La communauté russe est d’ailleurs de plus en plus active aux Émirats. Dubaï était déjà connue, avant la guerre, pour abriter de nombreux oligarques russes, mais ceux-ci se sont « massivement repliés sur les Émirats pour échapper aux sanctions qui les frappent désormais en Europe et aux États-Unis », détaille Jean-Pierre Filieu, professeur des universités à Sciences Po. Plus de deux millions de passagers russes ont transité par l’aéroport de Dubaï en 2022, soit 100 % de plus qu’en 2021. Même son de cloche concernant les vols d’avions privés au départ de la Russie, dont le nombre a explosé dans les premiers mois de la guerre, selon le NY Times. Un afflux de fortunes qui a bien profité aux Émirats : les transactions immobilières ont augmenté de 80 % en 2022 à Dubaï, désormais surnommé… « Dubaïgrad ». Le chiffre d’affaires commercial entre la Russie et les Émirats arabes unis a, en outre, augmenté de 68 % en 2022, atteignant un chiffre record de 9 milliards de dollars.
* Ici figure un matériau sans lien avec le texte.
PR #4843, opened 2025-08-07
Adding baggage propagation telemetry metrics

rachelyangdog:
**What does this PR do?**

- Adding telemetry metrics for successful header injections and extractions for baggage
- adding telemetry metrics for malformed baggage header extractions, and when max bytes or max item limits in baggage are exceeded
- for more information: [baggage telemetry RFC](https://docs.google.com/document/d/1N-dux1_n1vVu391Z5IDT_zWUwZp-MPqD7k7bhND8SK8/edit?tab=t.0)

**Motivation:**

**Change log entry**

**Additional Notes:**

**How to test the change?**

### DIFF
--- a/spec/datadog/tracing/distributed/baggage_spec.rb
+++ b/spec/datadog/tracing/distributed/baggage_spec.rb
@@ -106,7 +106,7 @@ RSpec.shared_examples 'Baggage distributed format' do
         end
 
         it 'logs a warning and stops injecting excess items' do
-          expect(Datadog.logger).to receive(:warn).with('Baggage item limit exceeded, dropping excess items')
+          expect(Datadog.logger).to receive(:warn).with('Baggage item limit (64) exceeded, dropping excess items')
           inject!
           expect(data['baggage'].split(',').size).to eq(Datadog::Tracing::Distributed::Baggage::DD_TRACE_BAGGAGE_MAX_ITEMS)
         end
@@ -121,7 +121,7 @@ RSpec.shared_examples 'Baggage distributed format' do
         end
 
         it 'logs a warning and stops injecting excess items' do
-          expect(Datadog.logger).to receive(:warn).with('Baggage header size exceeded, dropping excess items')
+          expect(Datadog.logger).to receive(:warn).with('Baggage header size (8192) exceeded, dropping excess items')
           inject!
           expect(data['baggage']).to eq('key1=value1')
         end


lib/datadog/tracing/distributed/baggage.rb
```diff
@@ -157,6 +177,17 @@ def build_baggage_tags(baggage)
 
           tags
         end
+
+        # Record telemetry metrics for baggage operations
```
rachelyangdog, line 188: I'm not sure how I'm supposed to send telemetry metrics..

lib/datadog/tracing/distributed/baggage.rb
```diff
@@ -157,6 +183,32 @@ def build_baggage_tags(baggage)
...
+            telemetry&.inc('instrumentation_telemetry_data.tracers', metric_name, value, tags: tags)
+          rescue => e
+            # Silently handle telemetry errors to avoid affecting main functionality
+            ::Datadog.logger.debug("Failed to record baggage telemetry metric: #{e.message}")
+          end
+        end
+
+        def truncate_baggage_items_if_needed(baggage_items)
+          if baggage_items.size > DD_TRACE_BAGGAGE_MAX_ITEMS
+            ::Datadog.logger.warn('Baggage item limit exceeded, dropping excess items')
```
p-datadog: I see that we already have a bunch of identical calls to `logger.warn`, but I want to confirm that:

1) these warnings can be acted on by the customer (or, if not, are still useful to the customer by telling them about dropped data)

2) they are sufficiently informative (we have the maximum number of items available in the code immediately above, but it is not included in the warning message)

lib/datadog/tracing/distributed/baggage.rb
```diff
@@ -157,6 +183,32 @@ def build_baggage_tags(baggage)
...
         end
+
+        # Record telemetry metrics for baggage operations
+        def record_telemetry_metric(metric_name, value, tags)
+          begin
+            telemetry = ::Datadog.send(:components).telemetry
+            telemetry&.inc('instrumentation_telemetry_data.tracers', metric_name, value, tags: tags)
+          rescue => e
+            # Silently handle telemetry errors to avoid affecting main functionality
+            ::Datadog.logger.debug("Failed to record baggage telemetry metric: #{e.message}")
```
p-datadog: I understand the reasoning behind adding this rescue but there are other calls to `telemetry.inc` in the library and they are not similarly protected, meaning `telemetry.inc` must not fail in a way that would be rescued here (if it did, this would cause problems for other components like appsec).

Therefore, I think this rescue is not needed.

lib/datadog/tracing/distributed/baggage.rb
```diff
@@ -157,6 +183,32 @@ def build_baggage_tags(baggage)
 
           tags
         end
+
+        # Record telemetry metrics for baggage operations
+        def record_telemetry_metric(metric_name, value, tags)
+          begin
+            telemetry = ::Datadog.send(:components).telemetry
+            telemetry&.inc('instrumentation_telemetry_data.tracers', metric_name, value, tags: tags)
```
p-datadog: We agreed that `telemetry` will always be present. DI code treats it as optional but the consensus was that we would expect telemetry object to always be available if component tree is initialized. (Hence the `&` should not be necessary here.)

lib/datadog/tracing/distributed/baggage.rb
rachelyangdog: I initially added this as a helper function but realized it's not needed so I deleted it! Thank you

lib/datadog/tracing/distributed/baggage.rb
```diff
@@ -78,6 +92,11 @@ def extract(data)
           # Convert selected baggage items to span tags based on configuration
           baggage_tags = build_baggage_tags(baggage)
 
+          # Record telemetry for successful extraction only if baggage is not empty
+          if !baggage.empty?
```
Strech:
```suggestion
          unless baggage.empty?
```

Strech (approved):
LGTM 👍🏼

p-datadog:
Flaky test reported in https://github.com/DataDog/ruby-guild/issues/251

La fédération arabe se défend en mettant en avant les dons réalisés pour l’aide humanitaire en Ukraine. Les observateurs soulignent qu’elle a surtout refusé d’adopter toute forme de sanction à l’égard de la Russie. Une stratégie qui pourrait faire croire à la neutralité des Émirats, mais qui cache un véritable soutien au régime de Vladimir Poutine.

Un système de contournement des sanctions

« La Suisse et les Émirats arabes unis jouent un rôle de plus en plus important [dans le contournement des sanctions]. Tout particulièrement les Émirats qui sont devenus un élément crucial pour Moscou dans l’effort d’échapper aux sanctions », explique la chercheuse Maria Shagina, qui travaille à l’International Institute for Strategic Studies, un think tank londonien.
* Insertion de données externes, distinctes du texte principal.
PR #4844, opened 2025-08-07
Remove Datadog::Tracing::Component include from Core::Configuration::Components

p-datadog:
**What does this PR do?**

Removes the include of Tracing::Component into Core::Configuration::Components. Consequently, changes callers of `build_tracer` etc. to invoke that method on `Tracing::Component`.

Conceptually, the tracer initialization was included into core configuration. Now the tracer initialization is scoped to tracing part of the library.

The unit tests for `build_tracer` and friends have gotten moved from `core` to `tracing`, where they arguably belong.

**Motivation:**

Investigation into injecting telemetry into tracing (for https://github.com/DataDog/dd-trace-rb/pull/4843)

**Change log entry**
None

**Additional Notes:**

**How to test the change?**

Existing unit tests


lib/datadog/core/configuration/components.rb
```diff
@@ -129,7 +127,16 @@ def initialize(settings)
...
 
-          self.class.configure_tracing(settings)
+          # Configure non-privileged components.
+          Datadog::Tracing::Contrib::Component.configure(settings)
+        end
+
+        # Hot-swaps with a new sampler.
+        # This operation acquires the Components lock to ensure
+        # there is no concurrent modification of the sampler.
+        def reconfigure_live_sampler(settings = Datadog.configuration)
```
Strech: If I understood the method right, it's better to call `reconfigure_sampler_live` otherwise it will be a live sampler which is confusing.

But I would even go further and remove `_live_` part because it doesn't highlight much. Better to do then `lock_and_reconfigure_sampler(settings)`

Strech (approved):
I have 1 non-blocking suggestion. Otherwise 👍🏼

lib/datadog/core/configuration/components.rb
```diff
@@ -129,7 +127,16 @@ def initialize(settings)
           @error_tracking = Datadog::ErrorTracking::Component.build(settings, @tracer, @logger)
           @environment_logger_extra[:dynamic_instrumentation_enabled] = !!@dynamic_instrumentation
 
-          self.class.configure_tracing(settings)
+          # Configure non-privileged components.
+          Datadog::Tracing::Contrib::Component.configure(settings)
```
vpellan, line 131: Would it make sense to move this in `Datadog::Tracing::Component.build_tracer` ?

lib/datadog/core/configuration/components.rb
p-datadog: I renamed to `reconfigure_sampler`, locking ought to be an implementation aspect?

lib/datadog/core/configuration/components.rb
p-datadog: From my reading of the code, this line should actually be in `startup!` method because (if I understood correctly) it reconfigures the integration patches to other libraries for the currently active tracer, and the tracer becomes currently active when it starts up not when it is built. If you agree I can make this change in a follow-up PR.

lib/datadog/core/configuration/components.rb
Strech: Yes, locking could be encapsulated (as implementation detail) 👍🏼

lib/datadog/core/configuration/components.rb
vpellan: You're right it makes more sense to put it in `startup!`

Les Émirats arabes unis ont effectivement mis en place un véritable système pour aider la Russie à éviter les sanctions occidentales. Comme l’explique Jean-Pierre Filieu, « ce contournement des sanctions est particulièrement visible pour les composants électroniques, dont la vente par les Émirats à la Russie a été multipliée par quinze en 2022 ». Or ces produits viennent, à l’origine, d’entreprises dont le siège social se trouve dans des pays qui interdisent le commerce avec la Russie.
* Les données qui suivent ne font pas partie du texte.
PR #4845, opened 2025-08-08
[NO-TICKET] Add typing for `Core::Configuration::Options`, `OptionDefinition` and `Option`

vpellan:
**What does this PR do?**

This PR adds typing for `Core::Configuration::Options`, `OptionDefinition` and `Option`

**Motivation:**

I added a bit of typing on these files in my Config Inversion PR and wanted to make a separate PR for that. I thought why not complete these files. It was harder than I thought and most likely not entirely correct. But this covers our current usage of them, and in the future, we can change them if needed

**Change log entry**

None.

**Additional Notes:**

**How to test the change?**

CI should be green


lib/datadog/core/configuration/option.rb
```diff
@@ -172,38 +174,38 @@ def default_precedence?
...
-            end
-
-            values.compact!
-            values.each.with_object({}) do |v, hash|
               pair = v.split(':', 2)
-              hash[pair[0]] = pair[1]
+              result[pair[0]] = pair[1]
             end
+
+            result
```
vpellan: `values` is first evaluated as an Array of String by Steep. `v.empty? ? nil : v` will cause a type error as we replace some values by nil. `each_with_object` also raise a typing error as it will believe that `result` is of `Configuration::Option::env_value` type (as it is `coerce_env_variable` return type) and will say that it does not have method `[]=`

lib/datadog/core/configuration/option.rb
```diff
@@ -172,38 +174,38 @@ def default_precedence?
...
               v.gsub!(/\A[\s,]*|[\s,]*\Z/, '')
+              next if v.empty?
 
-              v.empty? ? nil : v
+              result << v
             end
 
-            values.compact!
-            values
+            result
```
vpellan: Same problem as above

lib/datadog/core/configuration/option.rb
```diff
@@ -329,18 +331,23 @@ def get_value_and_resolved_env_from(env_vars, source: 'environment variable')
...
+            # Steep thinks that Array([String]) will return an array of arrays.
+            envs = definition.env.is_a?(Array) ? definition.env : [definition.env]
+
+            envs.each do |env|
+              env_var = env_vars[env]
+              next if env_var.nil?
 
               resolved_env = env
-              value = coerce_env_variable(env_vars[env])
+              value = coerce_env_variable(env_var)
```
vpellan: Steep considers that
```
next if env_vars[env].nil?

env_vars[env]
```
can still return `nil`, and because `coerce_env_variable` is not accepting `nil`, it will raise a typing error. IIRC, it is because another thread can modify `env_vars[env]` value in between these two instructions

p-datadog (approved):

lib/datadog/core/configuration/option.rb
```diff
@@ -172,38 +174,38 @@ def default_precedence?
         private
 
         def coerce_env_variable(value)
-          return context_exec(value, &@definition.env_parser) if @definition.env_parser
+          return context_exec(value, &definition.env_parser) if definition.env_parser
```
delner: Why convert to attr_reader from instance variable?

Minor, but whatever we go with, I think line 179 and any other reference to definition should match.

lib/datadog/core/configuration/option.rb
```diff
@@ -172,38 +174,38 @@ def default_precedence?
...
 
           case @definition.type
           when :hash
             values = value.split(',') # By default we only want to support comma separated strings
 
-            values.map! do |v|
+            result = {}
+            values.each do |v|
```
delner: Looks like an optimization... fewer loops. 👍

lib/datadog/core/configuration/option.rb
delner: Looking at this again, I think you're right to use the attr_reader. Let's update line 179 too.

lib/datadog/core/configuration/option.rb
delner: > because another thread can modify `env_vars[env]` value in between these two instructions

How do you reason?

lib/datadog/core/configuration/option_definition.rb
```diff
@@ -22,7 +22,7 @@ class OptionDefinition
           :type,
           :type_options
 
-        def initialize(name, meta = {}, &block)
+        def initialize(name, meta, &block)
```
delner, line 25: Why remove the default here? I suppose one probably should provide options in most cases, but this could be a breaking change?

delner (approved):
A question and some minor comments, but otherwise looks good.

lib/datadog/core/configuration/option.rb
```diff
@@ -172,38 +174,38 @@ def default_precedence?
...
           when :int
             Integer(value, 10)
           when :float
             Float(value)
           when :array
             values = value.split(',')
 
-            values.map! do |v|
+            result = []
+            values.each do |v|
```
Strech: A question: Why not `each_with_object` which is more idiomatic here (and other places)?

lib/datadog/core/configuration/option.rb
```diff
@@ -28,7 +28,8 @@ module Precedence
             def <=>(other)
               return nil unless other.is_a?(Value)
 
-              numeric <=> other.numeric
+              # Steep does not handle well Structs (https://github.com/ruby/rbs/blob/master/docs/data_and_struct.md)
+              numeric <=> other.numeric # steep:ignore NoMethod
```
Strech: I've typed structs, not sure what is the issue here? If you define methods or include the module it should work as structs just class definitions

lib/datadog/core/configuration/option.rb
```diff
@@ -329,18 +331,23 @@ def get_value_and_resolved_env_from(env_vars, source: 'environment variable')
           resolved_env = nil
 
           if definition.env
-            Array(definition.env).each do |env|
-              next if env_vars[env].nil?
+            # Steep thinks that Array([String]) will return an array of arrays.
+            envs = definition.env.is_a?(Array) ? definition.env : [definition.env]
```
Strech: I don't like idea of changing code because some tool is uncapable of handling basics.

It would be good to see the output, because I know that `Array(Hash)` will cause problems, but definitely not `Array([String])`

lib/datadog/core/configuration/option.rb
vpellan: I wrote a small example of what I believe is the reason why Steep thinks that `env_vars[env]` might still be nil (I'm sure I've read this in a Github issue a while ago but cannot find it anymore)
```
h = {key: 1}

thread1 = Thread.new do
  puts 'should not be printed' if h[:key] == nil

  sleep 0
  puts 'key is now nil' if h[:key] == nil
end

thread2 = Thread.new do
  h[:key] = nil
end

thread1.join
thread2.join
```
`sleep 0` is to simulate the GVL changing the thread that may happen between these two instructions. This will only print `key is now nil`. In our case, Steep thinks that `env_vars[env]` can be changed to nil by another thread after the guard clause, so even with the guard clause, it will still type it to `Value?` instead of `Value`. But if we create a copy of `env_vars[env]`, it cannot be changed to `nil` by another.

lib/datadog/core/configuration/option_definition.rb
vpellan: `OptionDefinition.new` is only used by `Builder.to_definition`, which always provides `meta`. The default value may actually create bugs. In this `initialize` method, `@type_options` will be set to `nil` if we use the default value of `meta` (while `type_options` is always set to `{}` by the Builder). [This condition](https://github.com/DataDog/dd-trace-rb/pull/4845/files#diff-967e3a5897f6948c0c094485c27ee3b500bf458d2654af77553c51e133a9cd0dL229) will then cause a `NoMethodError` because it will try to use `[]` on `nil`

lib/datadog/core/configuration/option.rb
vpellan: Updated in 660fc42783ba228702d4c8b30b15b50cc9dad7a0

lib/datadog/core/configuration/option.rb
vpellan: Reverted in 3af0c1e0910723f0863a6a5bb4e0b3bd27da6ce4

lib/datadog/core/configuration/option.rb
vpellan: During our call, we concluded that Struct should not be used here. It is more complicated that a simple struct, as it includes Comparable and defines a method. We changed it to a class in 3af0c1e0910723f0863a6a5bb4e0b3bd27da6ce4

lib/datadog/core/configuration/option.rb
vpellan: Fixed in 3af0c1e0910723f0863a6a5bb4e0b3bd27da6ce4 (I still needed to add a variable so that I could annotate it, but this will be removed once config inversion is merged)

lib/datadog/core/configuration/option.rb
```diff
@@ -22,12 +22,22 @@ module Precedence
...
+            def initialize(numeric, name, origin)
+              @numeric = numeric
+              @name = name
+              @origin = origin
+            end
+
             def <=>(other)
               return nil unless other.is_a?(Value)
 
+              # Steep does not handle well Structs (https://github.com/ruby/rbs/blob/master/docs/data_and_struct.md)
```
Strech: I guess it's obsolete now

lib/datadog/core/configuration/option.rb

Ce contournement des sanctions est particulièrement frappant dans le commerce de pétrole ou de gaz. Effectivement, à l’image de l’Union européenne, la Suisse — centre névralgique mondial du trading de matières premières et d’hydrocarbures — a mis en place des sanctions concernant les importations d’or noir. Mais cette réglementation ne vise que les entreprises dont le siège social se trouve en Suisse. Rien n’interdit, en revanche, aux filiales de ces sociétés helvètes, au hasard basées à Dubaï ou à Abu Dhabi, de commercer avec la Russie.

Et c’est exactement ce qui se passe, comme l’a révélé l’ONG Global Witness dans un rapport publié le 20 mars 2023. L’entreprise Paramount SA, domiciliée à Genève, en Suisse, a ainsi ouvert une filiale à Dubaï, nommée Paramount Energy and Commodities DMCC, juste après l’annonce des sanctions européennes contre le pétrole russe, en juin 2022, afin de continuer à commercer avec la Russie.

Une faille qui provient de la formulation utilisée dans la réglementation suisse, selon Maria Shagina : « tout le problème vient du fait que les autorités suisses refusent de définir précisément le concept de filiale indépendante, et ce flou peut être exploité ». En effet, contrairement à Bruxelles, qui a fait le choix d’interdire le commerce y compris par les filiales des entreprises européennes, la loi suisse ne prévoit cette interdiction que lorsque la filiale n’est pas « 100 % indépendante » de la société mère.

Une nuance qui a permis à Paramount SA, à travers sa filiale basée dans les Émirats, de vendre du pétrole russe au-dessus du prix plancher fixé à 60 dollars par baril par les sanctions européennes. Si la faute revient en partie au flou instauré par la législation helvète, on constate que le contournement des sanctions est surtout facilité et permis par les Émirats, qui autorisent et encouragent le commerce avec la Russie. La goutte de trop, pour les États-Unis, qui ont récemment décidé de sanctionner les EAU.

Un positionnement qui crée des tensions avec l’Occident

Les Émirats semblent coincés entre deux feux. « Les Émiratis préféreraient sûrement ne pas avoir à choisir entre la Russie et les États-Unis », analyse Jonathan Winer, ancien envoyé spécial américain en Libye et chercheur au Middle East Institute. « Mais dans cette situation, vous ne pouvez pas être neutre. Toute prétendue neutralité est en fait un choix, celui du soutien à la Russie ». Les États-Unis l’ont bien compris et ont décidé de prendre les premières sanctions contre le régime émirati.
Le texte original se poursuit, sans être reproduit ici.